(Dataset entries)
BEGIN

PR #10135, opened 2024-06-03
NAS-129241 / 24.10 / Mock enclosure rework

undsoft:
Simplifies enclosure mocking, reworks some commands. Only one model is supported.

Testing:
* Test yarn ui command and all the options.
* See how enclosure mocking works in old enclosure UI.


denysbutenko:
I did a quick overview, and the chunked code looks much better.

`yarn ui` has `error Command failed with exit code 1.` message in output. It is probably better to alias `yarn ui === yarn ui help`

Also, system info overrides needed to be recovered. They are used on the `webui.main.dashboard.sys_info` and `system.info` endpoints. Currently, the product image component can't correctly identify m40.

undsoft:
@denysbutenko Fixed.

RehanY147 (changes requested):
`yarn ui remote -i "[2400:adc7:125:4800:a00:27ff:fef2:c326]"` doesn't work. That's a IPv6 version. It doesn't pass the match for the IPv4 ip that's in the code now. Previous solution was to just add a `--force` flag to remove any validation checks and pass it as is.

src/app/core/testing/mock-enclosure/mock-storage-generator.utils.ts
```diff
@@ -1,984 +1,54 @@
...
-    const generateName = (index: number): string => {
-      let result = '';
-      do {
-        result = (index % 26 + 10).toString(36) + result;
-        index = Math.floor(index / 26) - 1;
-      } while (index >= 0);
-      return result;
+      ...response,
+      system_product: this.config.controllerModel,
+      system_manufacturer: 'iXsystems',
```
denysbutenko, line 30:
```suggestion
      ...response,
      platform: `TRUENAS-${this.config.controllerModel}`,
      system_product: `TRUENAS-${this.config.controllerModel}`,
      remote_info: {
        ...response.remote_info,
        platform: `TRUENAS-${this.config.controllerModel}`,
        system_product: `TRUENAS-${this.config.controllerModel}`,
      },
```
`TRUENAS-` prefix is used to determine enclosure in system features.
`system_product` called `platform` in `webui.main.dashboard.sys_info`, so needs both
`remote_info` is system info for standby node in `webui.main.dashboard.sys_info`
`truenas.is_ix_hardware` is used to determine the manufacturer
`system_manufacturer` is not used anymore

undsoft:
@RehanY147 
> yarn ui remote -i "[2400:adc7:125:4800:a00:27ff:fef2:c326]" doesn't work.
--force flag still works, at least for me.

src/app/core/testing/mock-enclosure/mock-storage-generator.utils.ts
undsoft: I only see one check for `TRUENAS` in system product. I don't think we should rely on it.
`truenas.is_ix_hardware` is already mocked in `MockEnclosureWebsocketService`.
Added remote_info and platform.

denysbutenko: System Info widgets rely on the `selectEnclosureSupport` selector, whose value depends on the prefix in `system_product`. This selector's source could be changed, but otherwise, some functions do not work correctly.

undsoft: Yeah, I saw it, I think we'd need to update it.

PR #10137, opened 2024-06-04
NAS-129359 / 24.10 / NFS sessions page has no selected NFS type on initial load

AlexKarpov98:
See ticket.


undsoft (approved):
Page loads correctly now.

PR #10138, opened 2024-06-04
NAS-129360 / 24.10 / Language Change Is Not Updating UI Correctly

AlexKarpov98:
Testing: see ticket


denysbutenko (changes requested):
Global search works well when language is changed.

`Yes/No` table column still shows untranslated string:
image

`Вибух: No` 🙂

denysbutenko (approved):

PR #10140, opened 2024-06-04
NAS-129264 / 24.10 / Add CPU Recent Usage widget

bvasilenko:
**Summary**

FreeBSD does not have a single CPU usage chart. So we're going to display `System` and `User` CPU usage charts - these are the closest analogues of overall CPU usage

**Testing**

Please test the widget on the new dashboard


RehanY147 (changes requested):
CPU stats don't update once you navigate away and come back to the dashboard.

https://github.com/truenas/webui/assets/24204846/d58bf4d7-daa0-48a9-9fab-d1f84b6bf093

bvasilenko:
> CPU stats don't update once you navigate away and come back to the dashboard.

@RehanY147  Turned out that this is not caused by the WebUI, and root cause is middleware. I've moved your notice into a [separate issue](https://ixsystems.atlassian.net/browse/NAS-129552). 

So, I suggest to go ahead and merge this PR, if there's no other issues.

RehanY147 (approved):

PR #10143, opened 2024-06-05
NAS-129078 / 24.10 / iX Table Search Fix

AlexKarpov98:
Testing: see ticket & test some of the tables.
I fixed a weird logic when you start typing something it converts to lower case and is not case sensitive anyway.
Screenshot 2024-06-05 at 14 31 37


RehanY147 (changes requested):
I think it's better to declare one function that takes in a query string and an array of comparison strings and compares them after applying lowercase function on them. Makes our code cleaner. And it will be reusable.

PR #10146, opened 2024-06-05
NAS-128542 / 24.04.0 / Update certificate list when creating acme certificate

bvasilenko:
**Testing**

For proper end-to-end testing you'll need to be the domain owner, and update it's DNS records.

Since the scope is limited to the frontend it will be easier for you to make a mock , i.e. temporarily add code that simulates the successful completion of a job that creates an ACME Certificate. Then, you need to test that the Certificates block receives fresh data from the server.


undsoft:
24.04.0 was released more than a month ago.

denysbutenko (changes requested):
The changes looking good but targeted wrong branch

bvasilenko:
replaced by https://github.com/truenas/webui/pull/10161

PR #10148, opened 2024-06-06
NAS-128803 / 24.10 / Removed quota items from the card and edit button for Zvol

RehanY147:


undsoft (approved):
Looks good, zvols no longer show quota info.

PR #10153, opened 2024-06-06
NAS-129016 / 24.10 / Add loading state for dashboard

denysbutenko:


bvasilenko (approved):
Works good in both cases

PR #11979, opened 2025-05-08
NAS-135771 / 25.10 / Require checklist items to be resolved on PRs

undsoft:
**Testing:**
One of the jobs should fails because this checklist item is not done:

- [x] Not done.

The intention is to allow developers to add checklist items to their PR so that they don't forget to do something before merging the PR.

### DIFF
--- a/.github/workflows/require-checklist.yml
+++ b/.github/workflows/require-checklist.yml
@@ -1,0 +1,13 @@
+name: Require Checklist Items To Be Resolved
+
+on:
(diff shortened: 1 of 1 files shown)


AlexKarpov98 (approved):
Screenshot 2025-05-09 at 12 41 17

Failed indeed.

And succeeded indeed once [x] marked:
Screenshot 2025-05-09 at 12 41 57

PR #11982, opened 2025-05-09
NAS-135781 / 25.10 / "Reset Configuration" changed to "refresh" is confusing

AlexKarpov98:
Quick Text Fix.


src/app/pages/system/network/components/interfaces-card/interfaces-card.component.ts
```diff
@@ -108,7 +108,7 @@ export class InterfacesCardComponent implements OnInit, OnChanges {
         {
           iconName: iconMarker('refresh'),
           requiredRoles: this.requiredRoles,
-          tooltip: this.translate.instant('Refresh'),
+          tooltip: this.translate.instant('Reset configuration'),
```
undsoft, line 111: Can't you just remove the whole line? There is a dynamic tooltip on this item.

undsoft (approved):
I suppose we can show the message right in there, although it's not a pattern we normally use.
But in this case, the line-height needs to be adjusted to look good.
Снимок экрана 2025-05-13 в 08 52 38
Снимок экрана 2025-05-13 в 08 53 57

PR #11986, opened 2025-05-12
NAS-135654 / 25.10 / Webui refers to 2 controllers on FC cards on Non-HA systems

AlexKarpov98:
Testing: see ticket.
New directive introduced. `isHa`


src/app/directives/is-ha/is-ha.directive.ts
```diff
@@ -0,0 +1,37 @@
...
+import { UntilDestroy, untilDestroyed } from '@ngneat/until-destroy';
+import { Store } from '@ngrx/store';
+import { AppState } from 'app/store';
+import { selectIsHaLicensed } from 'app/store/ha-info/ha-info.selectors';
+
+@UntilDestroy()
+@Directive({
+  selector: '[isHa]',
+})
+export class IsHaDirective implements OnInit {
```
undsoft, line 17: Tests please.

undsoft (approved):
Card looks correct now.

src/app/directives/is-ha/is-ha.directive.ts
AlexKarpov98: ah, sorry, missed that one, added tests for the components only 🙉

PR #11990, opened 2025-05-12
NAS-135829 / 25.10 / Add additional options to NVMe-oF forms

undsoft:
**Changes:**

- Hides or disables options that are not available in some forms.
- Allows Host key to be generated.
- Fixes error handling.


RehanY147 (changes requested):
Generate key should have a loading state. Also, the button should be disabled if clicked once. Other you can keep clicking it while the previous request is still loading. Nothing happens when you click the button until the key shows up.

undsoft:
Fair enough, fixed.

PR #11991, opened 2025-05-12
NAS-135764 / 25.10 / On Goldeye Data Protection read-only admin users can click on Run job, Dry Run, Delete and Restore

AlexKarpov98:
Code review shall be enough.

Missing `*ixRequiresRoles` added

Result:
Screenshot 2025-05-12 at 16 16 38


undsoft (approved):
Looks good, but there was a comment in Slack where people actually liked that ACL options were available here for readonly admin (so that admins can see current options).
Just make sure things are properly disabled in those forms.

Снимок экрана 2025-05-13 в 08 40 55

PR #11994, opened 2025-05-13
NAS-135720 / 25.10 / Allow migrating apps from one pool to another in the UI

AlexKarpov98:
Testing: see ticket.

Result:

https://github.com/user-attachments/assets/34712a66-b4df-4b96-b44e-729a13c98917


src/app/pages/apps/store/docker.store.ts
```diff
@@ -79,9 +79,17 @@ export class DockerStore extends ComponentStore<DockerConfigState> {
     return this.api.call('docker.status');
   }
 
-  setDockerPool(poolName: string | null): Observable<Job<DockerConfig>> {
+  setDockerPool(poolName: string | null, migrateApps?: boolean): Observable<Job<DockerConfig>> {
+    const payload = {
+      pool: poolName,
+    } as DockerConfig;
+
+    if (typeof migrateApps === 'boolean') {
```
RehanY147, line 87: Insignificant but you can just check for a truthy `migrateApps` instead of a type check. The only case where `payload.migrate_applications` should be true is when `migrateApps` is true. If it's `false` or `undefined`, `payload.migrate_applications` should be false anyway.

RehanY147 (approved):

PR #11995, opened 2025-05-13
NAS-135734: Better keypress handler for editable fields

AlexKarpov98:
Testing: see ticket.

Result:

https://github.com/user-attachments/assets/e6601321-e0f0-4d02-9b9c-da5602350a7a

### DIFF
--- a/src/app/modules/forms/editable/services/editable.service.spec.ts
+++ b/src/app/modules/forms/editable/services/editable.service.spec.ts
@@ -134,16 +134,18 @@ describe('EditableService', () => {
       spectator.service.register(component2);
     });
 
-    it('listens to keydown events and tries to close all editables when Escape is pressed', () => {
+    it('listens to keydown events and tries to close all editables when Escape is pressed', fakeAsync(() => {
       const event = new KeyboardEvent('keydown', { key: 'Escape' });
       const listener = registeredListeners.get('keydown');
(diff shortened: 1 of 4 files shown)


denysbutenko (changes requested):
https://github.com/user-attachments/assets/2c05a482-f6c6-4ab6-9c2b-3467de66ceb3

Sometimes it does not work as expected. Search input gets focused on escape when slide-in in opened.

denysbutenko (approved):
It works better.

Still have edge cases:

1. When editable has only one disabled field - Escape does not work.
2. When editable has multiple fields - Escape does no work.

AlexKarpov98:
@denysbutenko @undsoft - updates arrived, please check

denysbutenko (approved):
It works well!

undsoft (approved):
Looks good, but please also check how MW validation errors are shown (may not be related to your changes).
I went to sharing -> nvme-of and created two subsystems. Then I used inline editing to change the name of the second subsystem to the name of the first subsystem. The error appears in the dialog, when it should appear in the editable.

AlexKarpov98:
@undsoft I tried it, it works fine for me. I'll merge it.

https://github.com/user-attachments/assets/3485baac-c5b5-45e8-8f39-500ac7ee801e

PR #11999, opened 2025-05-14
NAS-135864: Refactor error dialog when exporting a pool

undsoft:
**Changes:**

Don't do templates in Typescript files, kids.

**Testing:**

Hard to reproduce MW conditions, so you'll have to mock by putting something like:
```
this.showServicesErrorsDialog({
      stop_services: ['service1'],
      restart_services: ['service2'],
    } as ServicesToBeRestartedInfo);
    return;
```
on top of `startExportDisconnectJob` in `ExportDisconnectModalComponent`.


AlexKarpov98 (approved):
Much better now! 👍

PR #12002, opened 2025-05-14
NAS-135508 / 25.10 / Adds option to provide multiple roots for `ix-explorer`

RehanY147:
**Changes:**

Adds validator for root datasets for shares. Also, adds option to provider multiple roots for `ix-explorer`

**Testing:**

See the SMB form. You shouldn't be able to submit the form while having selected a root dataset. Also, you shouldn't see `/mnt` as the root for the `ix-explorer` field. Also check for regressions in other places where changes were made.


src/app/pages/sharing/utils/root-datasets-validator.ts
```diff
@@ -0,0 +1,13 @@
+import { AbstractControl } from '@angular/forms';
+
+export const forbiddenRootDatasetsSharingValidatorFn = (control: AbstractControl<string | string[]>): boolean => {
```
undsoft, line 3: Let's see some tests here. Also name is intense.

PR #12009, opened 2025-05-15
NAS-135833 / 25.10 / Share Admin not able to start/stop services through UI

undsoft:
See ticket.


AlexKarpov98 (approved):
works as expected.

PR #12011, opened 2025-05-16
NAS-135651 / 25.10 / Disable reconnect dialog on failover

denysbutenko:
**Changes:**

- Do not show reconnect dialog when system restart was initiated using the Failover button

**Testing:**

- Try to restart system using Initiate Failover button

### DIFF
--- a/src/app/services/websocket-status.service.ts
+++ b/src/app/services/websocket-status.service.ts
@@ -19,6 +19,7 @@ export class WebSocketStatusService {
   }
 
   readonly isReconnectAllowed$ = new BehaviorSubject<boolean>(false);
+  readonly isFailoverRestart$ = new BehaviorSubject<boolean>(false);
   private readonly isLoggedIn$ = new BehaviorSubject<boolean>(false);
   private readonly authStatus$ = new BehaviorSubject<boolean>(false);
   readonly isAuthenticated$ = this.authStatus$.asObservable();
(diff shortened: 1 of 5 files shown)


RehanY147 (changes requested):
Now, after I initiate failover, the UI never connects again until I refresh the browser tab. If we are not giving a button to reconnect, it must happen automatically.

denysbutenko:
> Now, after I initiate failover, the UI never connects again until I refresh the browser tab. If we are not giving a button to reconnect, it must happen automatically.

Alright, I fixed the sign-in store to re-initialize on failover. Now, you may see the sign-in form after the failover dialog disappears.

src/app/services/websocket-status.service.ts
```diff
@@ -19,6 +19,7 @@ export class WebSocketStatusService {
   }
 
   readonly isReconnectAllowed$ = new BehaviorSubject<boolean>(false);
+  readonly isFailoverRestart$ = new BehaviorSubject<boolean>(false);
```
RehanY147, line 22: Should be private

RehanY147 (approved):
Works now. Once failover is initiated, UI ends up on the sign in page and sign in works.

src/app/services/websocket-status.service.ts
denysbutenko: `isFailoverRestart$` is used in the signin component.

PR #392, opened 2025-06-11
small lefovers from migrations

Noy-Simon:


charts/komodor-agent/values.yaml
```diff
@@ -474,8 +474,6 @@ components:
       extraEnvVars: []
       # components.komodorDaemon.metrics.quiet -- Set the quiet mode for the komodor agent metrics
       quiet: false
-      # components.komodorDaemon.metrics.dcgm -- Enable collecting NVIDIA GPU metrics via DCGM
-      dcgm: true
```
Moran-k, line 478: Is this intentional?

PR #407, opened 2025-07-03
CU-86c4ac72z - Add service for otel-collector to be reacheable from other komodor pods and fix container command

MickaelAlliel:
Will allow us to route telemetry from the agent to this sidecar instead of directly to our backend
Also remove the redundant command override which caused a subprocessed to spawn


Moran-k (approved):
LGTM,
In feauture k8s versions we might want to use [PreferSameNode](https://kubernetes.io/docs/concepts/services-networking/service/#:~:text=the%20intended%20semantics.-,PreferSameNode,-Indicates%20a%20preference) which is Alpha feature in k8s 1.33

PR #411, opened 2025-07-21
add a checksum to automatically refresh controller server with new certificates and configuration if they change

MickaelAlliel:
CU-86c4md27r


Moran-k (approved):

Moran-k (commented):
Seems like it's generating a malformed annotation  value

MickaelAlliel:
> Seems like it's generating a malformed annotation value

yeah the two slashes.. helm helm helm

PR #416, opened 2025-08-11
Add helm value and env var to skip tls verification

michaeldeift:
Support setting skip TLS verification during helm installation.
This option is already supported in agent code:
	if os.Getenv("SKIP_TLS_VERIFY") != "" {
		transport.TLSClientConfig = &tls.Config{InsecureSkipVerify: true}
	}

Question - do we want to use the same http client for both k8s API and general http requests OR
have a dedicated client for general http requests with its own config vars?

### DIFF
--- a/charts/komodor-agent/values.yaml
+++ b/charts/komodor-agent/values.yaml
@@ -12,6 +12,9 @@ clusterName:
 # createRbac -- Creates the necessary RBAC resources for the agent - use with caution!
 createRbac: true
 
+# skipTlsVerify -- (bool) Skip TLS certificate verification for the agent (sets SKIP_TLS_VERIFY environment variable)
+skipTlsVerify: false
+
 # telegrafImageVersion -- (string) Telegraf version to be used
 telegrafImageVersion: &telegrafVersion v2.0.3-alpine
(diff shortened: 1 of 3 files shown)


charts/komodor-agent/values.yaml
```diff
@@ -12,6 +12,11 @@ clusterName:
 # createRbac -- Creates the necessary RBAC resources for the agent - use with caution!
 createRbac: true
 
+# skipTlsVerify -- (bool) Skip TLS certificate verification for the agent (sets SKIP_TLS_VERIFY environment variable)
+skipTlsVerify: false
+# httpRequestsSkipTlsVerify -- (bool) Skip TLS certificate verification for HTTP requests (sets HTTP_REQUESTS_SKIP_TLS_VERIFY environment variable)
+httpRequestsSkipTlsVerify: false
```
MickaelAlliel, line 18: This should most likely be nested under capabilities.tasks.httpRequests ?

michaeldeift: ok..will move it

MickaelAlliel (approved):

PR #483, opened 2025-12-10
CU-86c712czc - disable status labels and events by default for podmotion

MickaelAlliel:


MickaelAlliel:
Opened a new task on ClickUp!
Go check it out and add some info: [CU-86c712czc](https://app.clickup.com/t/86c712czc)

Moran-k (approved):

PR #560, opened 2026-04-15
feat: add UPDATE operation to HPA mutating webhook

OrBin:
## What
Add the `UPDATE` operation to the HPA mutating webhook configuration, alongside the existing `CREATE` operation.

## Why
The mutating webhook for HorizontalPodAutoscalers was only intercepting `CREATE` operations. This meant that updates to existing HPAs were not being processed by the admission controller. Adding `UPDATE` ensures the webhook also handles modifications to HPA resources.


OrBin:
CU-86c9az850

maxdbn (approved):

PR #581, opened 2026-05-21
CU-86c9x4pre - Bug: add global security context fallbacks

davidcollom:
## What changed

- Added chart-level helpers for pod and container security contexts.
- Added `global.securityContext` as a chart-wide container-level fallback.
- Added `global.podSecurityContext` as a chart-wide pod-level fallback.
- Preserved component and container-specific overrides so a workload can opt out of the global default when it needs a different security posture.
- Updated security context resolution to merge values instead of replacing them:
  - Container precedence is chart default -> global -> container/component override.
  - Pod precedence is chart default -> global -> deprecated component value -> pod override.
- Wired the fallback behavior through the Komodor agent, metrics deployment, daemonset, Windows daemonset, admission controller, kubectl proxy, GPU access, OpenTelemetry, and custom CA init paths.
- Extended pytest coverage for deprecated pod-level fallback behavior, explicit `podSecurityContext`, global pod context fallback, rendered container security contexts, and the regression where `global.securityContext` must not remove chart-provided defaults.

## Why this matters

Security context configuration was previously spread across multiple chart-specific helpers and not all containers had the same setup path. That made it harder for users to apply a consistent baseline across the full Komodor deployment, especially during first-time onboarding into clusters with Pod Security Admission, OPA/Gatekeeper, Kyverno, or organization-specific hardening policies.

A global fallback lets users define one default container security policy once, for example `runAsNonRoot`, `allowPrivilegeEscalation: false`, dropped capabilities, or a default seccomp profile, and have it apply across all chart-managed containers. This reduces the amount of values YAML users need to write and lowers the chance that one sidecar or init container is missed.

The merge behavior is important because chart-provided defaults are part of the runtime contract for some containers. Setting one global value must not strip hardened defaults from watcher or supervisor, and it must not remove required container-specific settings such as `privileged: true` for the GPU host-access container.

The override behavior is equally important because not every container has identical runtime requirements. Component-level pod contexts and container-specific security contexts still take precedence over the global defaults. That means users can set a secure baseline globally while preserving targeted exceptions for containers that require a different UID, root access, privileged mode, or platform-specific Windows behavior.

This should improve onboarding for security-conscious users because they can start with a small global policy and then adjust only the exceptional containers, instead of discovering every container-specific values path manually.

## Validation

```bash
. .venv/bin/activate ; pytest values_components_test.py -k preserves_chart_defaults
```

Result: `3 passed`.

```bash
. .venv/bin/activate ; pytest values_components_test.py
```

Result: `75 passed`.

```bash
helm lint . \
  --set apiKey=test-api-key \
  --set clusterName=test-cluster-name \
  --set global.securityContext.runAsNonRoot=true \
  --set global.podSecurityContext.runAsNonRoot=true
```

Result: `1 chart(s) linted, 0 chart(s) failed`.

```bash
helm template komodor-agent-test . \
  --namespace test-namespace \
  --set apiKey=test-api-key \
  --set clusterName=test-cluster-name \
  --set global.securityContext.runAsNonRoot=true \
  --set components.gpuAccess.enabled=true
```

Result: rendered successfully and confirmed the key regression scenario:

- watcher and supervisor keep hardened chart defaults while inheriting `runAsNonRoot: true`.
- GPU host-access keeps `privileged: true` while inheriting `runAsNonRoot: true`.


charts/komodor-agent/templates/_security.tpl
Moran-k, line 1: The new `global.securityContext` silently strips chart-provided defaults. I think this is a critical regression.

the new helper uses **replace** precedence  (`component > global > default`). Because `global` short-circuits the `default` branch, setting *any* key in `global.securityContext` drops the chart's defaults entirely, even keys the user never touched.

For example, the GPU host-access container loses `privileged: true` and 
`Watcher` and `supervisor` lose their hardened defaults

Suggested fix: Switch the helper to merge semantics so that chart defaults are preserved.

Also worth adding this scenario to the tests as it does not cover it.

Moran-k (commented):
Overall, this change looks good, one important comment below.

charts/komodor-agent/templates/_security.tpl
Moran-k: nice, the defaults are preserved now 👍

One thing, though, `mergeOverwrite` only deep-copies the default, so nested overrides on one component leak into others through `Values`.

example:
```bash
  helm template t charts/komodor-agent --set apiKey=t --set clusterName=t \
    --set 'global.securityContext.capabilities.drop[0]=ALL' \
    --set 'components.komodorAgent.watcher.securityContext.capabilities.add[0]=NET_BIND_SERVICE' \
    --show-only templates/deployment.yaml
```

The supervisor ends up with capabilities.`add: [NET_BIND_SERVICE]` too, even though only the watcher had that override. The watcher's merge mutates.Values.global.securityContext.capabilities are in place, and the supervisor picks it up on the next invocation.

The fix is just wrapping the other sources in deepCopy in `templates/_security.tpl` (lines 6 and 19), e.g.:
  mergeOverwrite (deepCopy $defaultSecurityContext) (deepCopy $globalSecurityContext) (deepCopy $securityContext)

would also be good to add a test asserting a watcher-only nested override doesn't show up on the supervisor.

davidcollom: Thanks for the catch, all really good ideas/catches ❤️  - This should be resolved in [f25925d](https://github.com/komodorio/helm-charts/pull/581/commits/f25925d41822b43bd3475bc64e975cf65d9d2993) 🙏

charts/komodor-agent/examples/hardened-values.yaml
Moran-k, line 1: Sorry for all the comments, I think this pr is very good!

Two things after reviwing the otel hardening:

**1. the `otelInit.volumes` override is at the wrong path**

  ```yaml
  opentelemetry:
    otelInit:
      volumes:
        varlogpods: {}
        varlibdockercontainers: {}
```
nothing reads `otelInit.volumes`. the templates read from `opentelemetry.volumes.varlogpods` / `opentelemetry.volumes.varlibdockercontainers` (see `templates/opentelemetry/_volumes.tpl` and `_containers.tpl`). 
so this block is a no-op,  `helm template -f hardened-values.yaml` still mounts
  `/var/log/pods` and `/var/lib/docker/containers` into otel-collector.

** 2. The new otel-collector securityContext conflicts with what it actually does
  The old comment was (which i think is right):
```
  # Must run as root to read host log files
  runAsUser: 0
  runAsGroup: 0
  runAsNonRoot: false
  capabilities.add: [DAC_OVERRIDE]
```

Now it's `runAsUser: 1001` / `runAsNonRoot: true` / `DAC_OVERRIDE` removed, but the host log volumes are still mounted (because of item #1), and those files are usually owned by root. 
The otel pod will start, but once it tries to read it, it will get EACCES at runtime.

if the goal is to "drop host log collection in the hardened example", put the volume override at `opentelemetry.volumes.varlogpods: {}` / or set `capabilities.telemetry.deployOtelCollector=false`) and verify the rendered DaemonSet doesn't have the volumeMounts.

if the goal is "keep host log collection", otel-collector needs to stay with `runAsUser: 0` + `DAC_OVERRIDE`.

also `test_hardened_values_linux_container_security_contexts` only checks securityContext fields, so it doesn't catch this, would be good to also assert that var/log/pods/var/lib/dockercontainers aren't mounted into a non-root container. (but this is nice to have)

Comment (davidcollom) [reply charts/komodor-agent/examples/hardened-values.yaml:1]: Don't be sorry! 😄 - I appreciate the feedback! Its all valid and great to see the attention to detail! ❤

File: .buildkite/tests/values_components_test.py [hunk 1]
```diff
@@ -255,6 +259,260 @@ def test_override_pod_security_context(component_name, resource_kind, resource_n
...
+    rendered_value = security_context
+    for key in field_path:
+        rendered_value = rendered_value[key]
+
+    if isinstance(rendered_value, list):
+        assert expected_value in rendered_value, \
+            f"Expected {expected_value} in {field_path}, got {security_context}"
+    else:
+        assert rendered_value == expected_value, \
+            f"Expected {field_path}={expected_value}, got {security_context}"
```
Moran-k: This and some other tests are indexed by `containers.3....` (positional). 
If someone reorders or adds a container in `daemonset.yaml`, this test breaks silently against the wrong container. 

Worth either iterating with find over containers by name == "otel-collector", or asserting containers[3].name == "otel-collector" before checking its securityContext

i guess we have this in many tests, so maybe we should fix all those in a separate PR

Moran-k (approved):
LGTM, minor comment but not a blocker

.buildkite/tests/values_components_test.py
davidcollom: Yea, I was thinking that too 🙈  it's not great if the ordering changes.... I'll update this test -happy to raise a Clickup for further review later or if I have time next week look at updating these more widely

PR #584, opened 2026-05-22
CU-86c9y1utw - ci: validate nginx version sync and auto-build on Dockerfile change

Moran-k:
## Summary

- Makes `scripts/nginx/Dockerfile` the single source of truth for the nginx version used by `komodor-agent`'s `komodorKubectlProxy`. `build-and-push.sh` now extracts the version from the Dockerfile and calls `komo ci docker-login` so it can run unattended in CI.
- Adds `scripts/nginx/validate-version.sh` — fails CI if the `FROM nginx:<tag>` in the Dockerfile drifts from `.components.komodorKubectlProxy.image.tag` in `charts/komodor-agent/values.yaml`.
- Wires two Buildkite steps into `.buildkite/pipeline.yml`:
  - **Validate nginx version sync** — runs on every build; cheap drift guard in both directions.
  - **Build & push nginx image** — `depends_on` the validator, only fires when the PR diff touches `scripts/nginx/Dockerfile`.

Future nginx bumps are one-line edits to `scripts/nginx/Dockerfile` + the matching `values.yaml` tag; CI publishes the image and fails if either side is forgotten.

## Note on publish scope

The `Build & push nginx image` step is **intentionally not gated on `build.branch == "master"`** — by design, a new nginx version is built and pushed **both** on the PR branch (every commit that touches `scripts/nginx/Dockerfile`) and on master after merge. This lets reviewers test the freshly published image during the PR cycle. The tag is immutable per-version, so re-pushing the same `1.30.x-alpine…` content is idempotent.

## Test plan

- [x] Buildkite: `Validate nginx version sync` step passes on this PR (Dockerfile and values.yaml both at `1.30.1-alpine3.23-slim`).
- [x] Buildkite: `Build & push nginx image` step triggers (Dockerfile is in the diff) and publishes `public.ecr.aws/komodor-public/nginx:1.30.1-alpine3.23-slim` + `komodorio/nginx:1.30.1-alpine3.23-slim`.
- [x] Manually verify negative case: push a follow-up commit that bumps the Dockerfile only — validator step should fail with a diagnostic naming both files.
- [x] Manually verify negative case (other direction): bump only `values.yaml` — validator should fail too.
- [x] Existing helm-template / readme / test suites still pass.

### DIFF
--- a/.buildkite/pipeline.yml
+++ b/.buildkite/pipeline.yml
@@ -31,6 +31,32 @@ steps:
     if: build.message !~ /feat\(OSS.+\):/i
     retry: *retry
 
+  - label: ":eyeglasses: Validate nginx version sync (Dockerfile ↔ values.yaml)"
+    key: validate-nginx-version
+    command: ./scripts/nginx/validate-version.sh
+    agents:
+      builder: "builder-dind-agent"
+    if: build.message !~ /feat\(OSS.+\):/i
+    retry: *retry
+
+  - label: ":docker: Build & push nginx image (on Dockerfile change)"
+    key: build-push-nginx
+    depends_on: validate-nginx-version
+    commands:
+      - |
+        BASE_BRANCH="${BUILDKITE_PULL_REQUEST_BASE_BRANCH:-master}"
+        git fetch -q origin "${BASE_BRANCH}"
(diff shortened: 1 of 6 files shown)


Moran-k:
Opened a new task on ClickUp!
Go check it out and add some info: [CU-86c9y1utw](https://app.clickup.com/t/86c9y1utw)

MorLiberty (approved):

END

▸ TASK INSTRUCTIONS
Starting with the line that holds "PR #11979, opened 2025-05-08" and ending with the line that holds "PR #11986, opened 2025-05-12", retype every line in the data above exactly, and nothing else.

▸ YOUR RESPONSE
PR #11979, opened 2025-05-08
NAS-135771 / 25.10 / Require checklist items to be resolved on PRs

undsoft:
**Testing:**
One of the jobs should fails because this checklist item is not done:

- [x] Not done.

The intention is to allow developers to add checklist items to their PR so that they don't forget to do something before merging the PR.

### DIFF
--- a/.github/workflows/require-checklist.yml
+++ b/.github/workflows/require-checklist.yml
@@ -1,0 +1,13 @@
+name: Require Checklist Items To Be Resolved
+
+on:
(diff shortened: 1 of 1 files shown)


AlexKarpov98 (approved):
Screenshot 2025-05-09 at 12 41 17

Failed indeed.

And succeeded indeed once [x] marked:
Screenshot 2025-05-09 at 12 41 57

PR #11982, opened 2025-05-09
NAS-135781 / 25.10 / "Reset Configuration" changed to "refresh" is confusing

AlexKarpov98:
Quick Text Fix.


src/app/pages/system/network/components/interfaces-card/interfaces-card.component.ts
```diff
@@ -108,7 +108,7 @@ export class InterfacesCardComponent implements OnInit, OnChanges {
         {
           iconName: iconMarker('refresh'),
           requiredRoles: this.requiredRoles,
-          tooltip: this.translate.instant('Refresh'),
+          tooltip: this.translate.instant('Reset configuration'),
```
undsoft, line 111: Can't you just remove the whole line? There is a dynamic tooltip on this item.

undsoft (approved):
I suppose we can show the message right in there, although it's not a pattern we normally use.
But in this case, the line-height needs to be adjusted to look good.
Снимок экрана 2025-05-13 в 08 52 38
Снимок экрана 2025-05-13 в 08 53 57

PR #11986, opened 2025-05-12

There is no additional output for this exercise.